What to produce: Below is a block of records. Copy every line in it that contains the word "opened".
○ ○ ○
PR #3067, opened 2023-08-13
docs: fix relative README links

rickstaa:
Fixes #3066.

Issue #3066, opened 2023-08-13
README `src/calculateRank.js` Link Inconsistent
○ ○ ○
The answer:
PR #3067, opened 2023-08-13
Issue #3066, opened 2023-08-13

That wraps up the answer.